§ **REQUIRED ACTION**
Every line below must be reproduced exactly. Copy them all.

··· SUPPLIED DATA

PR #1266, opened 2023-08-25
DON-811: Delete old version of donation start form

bdsl:
Should make no visible difference to the site, just removing the old version of the donation form, and getting rid of a lot of code to simplify maintenance. It makes it explicit that any future changes only need to be done on the new version of the form, which will mean we will lose the ability to easily revert to the old version.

······

§ **YOUR RESPONSE**
PR #1266, opened 2023-08-25
DON-811: Delete old version of donation start form

bdsl:
Should make no visible difference to the site, just removing the old version of the donation form, and getting rid of a lot of code to simplify maintenance. It makes it explicit that any future changes only need to be done on the new version of the form, which will mean we will lose the ability to easily revert to the old version.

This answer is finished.